Brandtzaeg P, Kierulf P, Gaustad P, Skulberg A, Bruun J N, Halvorsen S, Sørensen E
Department of Infectious Diseases, Ullevål University Hospital, Oslo, Norway.
J Infect Dis. 1989 Feb;159(2):195-204. doi: 10.1093/infdis/159.2.195.
We studied prospectively the quantitative relation of circulating endotoxin (lipooligosaccharides [LOSs]) and the development of multiple organ failure and death in 45 consecutively admitted patients with bacteriologically verified systemic meningococcal disease (SMD). A plasma LOS level of greater than 700 ng/L correlated with development of severe septic shock (P less than .0001), adult respiratory distress syndrome (P = .0035), a pathologically elevated serum creatinine level (P less than .0001), or death as a consequence of multiple organ failure (P = .0002). Initial plasma LOS levels of less than 25, 25-700, 700-10,000, and greater than 10,000 ng/L were associated with 0%, 14%, 27%, and 86% fatality, respectively. The LOS half-life after initiation of antibiotic therapy was 1-3 h. Increasing plasma LOS levels were never seen. These observations suggest that LOS quantitation using the limulus amebocyte lysate assay with a chromogenic substrate gives important progsnotic information and may provide new insight concerning pathophysiological aspects of SMD.
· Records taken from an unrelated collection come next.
Issue #102, opened 2016-07-22
Create a public interface for getting server info


danielbachhuber:
Rather than having the following throughout:

```
$server = array(
	'ping_status' => $ping ? 'successful' : 'failed',
	'ip_address'  => getenv( 'PANTHEON_INDEX_HOST' ),
	'port'        => getenv( 'PANTHEON_INDEX_PORT' ),
	'path'        => SolrPower_Api::get_instance()->compute_path(),
);
```

We should have a method on the API class that returns this data, for use by the options page and CLI.

PR #123, opened 2016-08-10
Feature/api status

ChrisWiegman:
This is to address #102. Note that there is a lot of room for interpretation on the original issue so let me know if this is the direction you had in mind and how far that issue itself should go.

### DIFF
--- a/includes/class-solrpower-api.php
+++ b/includes/class-solrpower-api.php
@@ -461,4 +461,24 @@ class SolrPower_Api {
 
 		}
 	}
+
+	/**
+	 * Returns an array of server information.
+	 *
+	 * @since 1.0
+	 *
+	 * @return array Array of server connection information.
+	 */
+	public function get_server() {
+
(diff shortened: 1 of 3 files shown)


ataylorme:
@danielbachhuber can you review?

includes/class-solrpower-api.php
```diff
@@ -461,4 +461,24 @@ function check_for_schema() {
...
 	}
+
+	/**
+	 * Returns an array of server information.
+	 *
+	 * @since 1.0
+	 *
+	 * @return array Array of server connection information.
+	 */
+	public function get_server() {
```
danielbachhuber: Could we call this `get_server_info()`? `get_server()` is somewhat ambiguous — to me, it implies it will return a server object.

ataylorme: +1 for the clarity

ChrisWiegman:
@danielbachhuber the method name has been updated.

Issue #85, opened 2016-07-15
Use WPCS to ensure the codebase adheres to WordPress Coding Standards


danielbachhuber:
WPCS (https://github.com/WordPress-Coding-Standards/WordPress-Coding-Standards) is a series of PHP Codesniffer Sniffs to ensure a codebase adheres to WordPress' coding standards. We should set it up for the project, as we already have for https://github.com/pantheon-systems/wp-redis et al.

Setting up WPCS involves:
- [x] Defining the dependencies in composer.json https://github.com/pantheon-systems/wp-redis/blob/master/composer.json#L11-L12
- [x] Adding the `grunt phpcs` step, and defining associated dependencies https://github.com/pantheon-systems/wp-redis/blob/master/Gruntfile.js#L20-L28
- [x] Having Travis call the Codesniffer step https://github.com/pantheon-systems/wp-redis/blob/master/.travis.yml#L39-L43

Once it's set up, we'll need to:

* [x] Update all files to adhere to WPCS

ataylorme:
I agree wo should be using [WordPress coding standards](https://make.wordpress.org/core/handbook/best-practices/coding-standards/php/).

Outside of automation and formatting updates should be made independently of other commits.

ChrisWiegman:
I'd be happy to run with this as it will stop my IDE from yelling at me every time I save a file. Feel free to have @allan23 assign to me.

ataylorme:
@ChrisWiegman I assigned most items to @allan23 but feel free to grab anything from the [1.0 milestone](https://github.com/pantheon-systems/solr-power/milestone/5) to work on.

ataylorme:
Punting this so we can get `1.1` out.

ataylorme:
When working on this the first priority should be code comments. Once all code is properly commented/detailed we can work on formatting.

danielbachhuber:
🚢  :shipit: 🎉

PR #127, opened 2016-08-11
Feature/wordpress coding standards

ChrisWiegman:
This pull request addresses #85 

In lieu of adding to CI I propose we do two things:
1. Clean up the extraordinary amount of errors to avoid false positives due to so many existing errors being present.
2. Utilize @stevegrunwell's WP_Enforcer library (https://github.com/stevegrunwell/wp-enforcer). This moves the linting from CI to commit and will simply prevent a dev from committing code not up to standards thereby providing earlier feedback to the dev and preventing CI from throwing a failure for a syntax or similar error.


ataylorme:
@ChrisWiegman 

> 1) Clean up the extraordinary amount of errors to avoid false positives due to so many existing errors being present.

Yes, the existing errors will need to be cleaned up.

> 2) Utilize @stevegrunwell's WP_Enforcer library (https://github.com/stevegrunwell/wp-enforcer). This moves the linting from CI to commit and will simply prevent a dev from committing code not up to standards thereby providing earlier feedback to the dev and preventing CI from throwing a failure for a syntax or similar error.

This makes sense to me. After We clean up all existing code formatting issues disallowing new issues to be committed will prevent the codebase from having this many code standard issues in the future.

We'll continue down this path but this issue is low priority and should only be attended to after other, higher priority issues are complete.

danielbachhuber:
> In lieu of adding to CI I propose we do two things:

Is there any harm in running PHP Codesniffer on CI in addition to the pre-commit hook?

stevector:
I'v never used it but PHPCS has the ability to auto fix violations: https://github.com/squizlabs/PHP_CodeSniffer/wiki/Fixing-Errors-Automatically

jcage88:
Thanks for the thread here! I am creating my Wordpress website, and it will surely be very helpful for me. It is very cool indeed

allan23:
@ataylorme: this commit consists of cleaned up code that adheres to WordPress Coding Standards, phpcs for grunt (runs on TravisCI), WP Enforcer (phpcs pre-commit hook), and the addition of a bulk sync/indexing option that has sped up unit tests by 61% (instead of relying on the post_status change which adds additional time when there are more than one posts being created).

danielbachhuber:
Restarting this in #251

PR #12574, opened 2019-10-31
There is no handler file in storage

alihasana:
Hi team,
There is no createTable method in handler, because handle is folder now, but there is createTable in PdoSessionHandler

So i request you to verify and approve my request


javiereguiluz (approved):
@alihasana, you are right and the doc was wrong. Thanks a lot for fixing this issue ... and congrats on your first Symfony Docs contribution.

OskarStark:
Thank you @alihasana.

PR #12575, opened 2019-10-31
Removing notes about doctrine_clear_entity_manager middleware

weaverryan:
See symfony/symfony#34156

That class was added in 4.4... then removed for 4.4 - so it was never released.

I don't think the new "subscriber" added there needs docs - I'll open a PR in DoctrineBundle so that it's (ideally) enabled by default. I see this more as a bug fix that should... just work without you knowing/caring.

### DIFF
--- a/messenger.rst
+++ b/messenger.rst
@@ -1411,11 +1411,6 @@ may want to use:
                             # or pass a different entity manager to any
                             #- doctrine_transaction: ['custom']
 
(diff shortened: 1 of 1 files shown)


weaverryan:
Ready to go now

OskarStark (approved):

OskarStark:
Thanks Ryan.

PR #12579, opened 2019-11-01
Add Composer installation before step 1 for Symfony Flex

alanpoulain:
Because Symfony Flex (in the next branches) needs Composer to be installed globally too.


dbrumann (approved):

wouterj:
Thanks @alanpoulain! I agree with the changes (and I love how you took care of all versions with just one PR!). I've directly merged the changes up to the newer versions, and everyone looks perfect to me.

PR #12580, opened 2019-11-03
Fix log directory parameter

merguezzz:
kernel.logs_dir instead of kernel.log_dir

### DIFF
--- a/reference/configuration/kernel.rst
+++ b/reference/configuration/kernel.rst
@@ -125,7 +125,7 @@ This returns the absolute path of the log directory of your Symfony project.
 It's calculated automatically based on the current
 :ref:`environment <configuration-environments>`.
 
-This value is exposed via the ``kernel.log_dir`` configuration parameter and
+This value is exposed via the ``kernel.logs_dir`` configuration parameter and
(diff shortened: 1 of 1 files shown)


dbrumann (approved):

dbrumann:
Good catch :+1:

The parameter is deprecated anyway, but having this wrong in the 4.3 and 4.4 docs can be annoying.

OskarStark:
Do you know since when its deprecated?

Because there is a `.. deprecated::` missing:
https://symfony.com/doc/3.4/reference/configuration/kernel#log-directory
https://symfony.com/doc/current/reference/configuration/kernel.html#log-directory

dbrumann:
It's deprecated since 4.2, see https://github.com/symfony/symfony/blob/bfd308ff4ada2adb235c8db71350aa49cdf5d6d3/src/Symfony/Component/HttpKernel/Kernel.php#L683-L688

OskarStark:
I created a PR to add the missing directive:
https://github.com/symfony/symfony-docs/pull/12581

OskarStark (approved):

OskarStark:
Good catch, thanks @merguezzz.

我们前瞻性地研究了45例连续入院且经细菌学证实患有系统性脑膜炎球菌病(SMD)患者循环内毒素(脂寡糖 [LOSs])的定量关系以及多器官功能衰竭和死亡的发生情况。血浆LOS水平大于700 ng/L与严重脓毒性休克的发生相关(P<0.0001)、成人呼吸窘迫综合征(P = 0.0035)、血清肌酐水平病理性升高(P<0.0001)或因多器官功能衰竭导致的死亡(P = 0.0002)。初始血浆LOS水平低于25、25 - 700、700 - 10,000和大于10,000 ng/L分别与0%、14%、27%和86%的死亡率相关。抗生素治疗开始后LOS的半衰期为1 - 3小时。血浆LOS水平从未出现升高。这些观察结果表明,使用显色底物鲎试剂法进行LOS定量可提供重要的预后信息,并可能为SMD的病理生理学方面提供新的见解。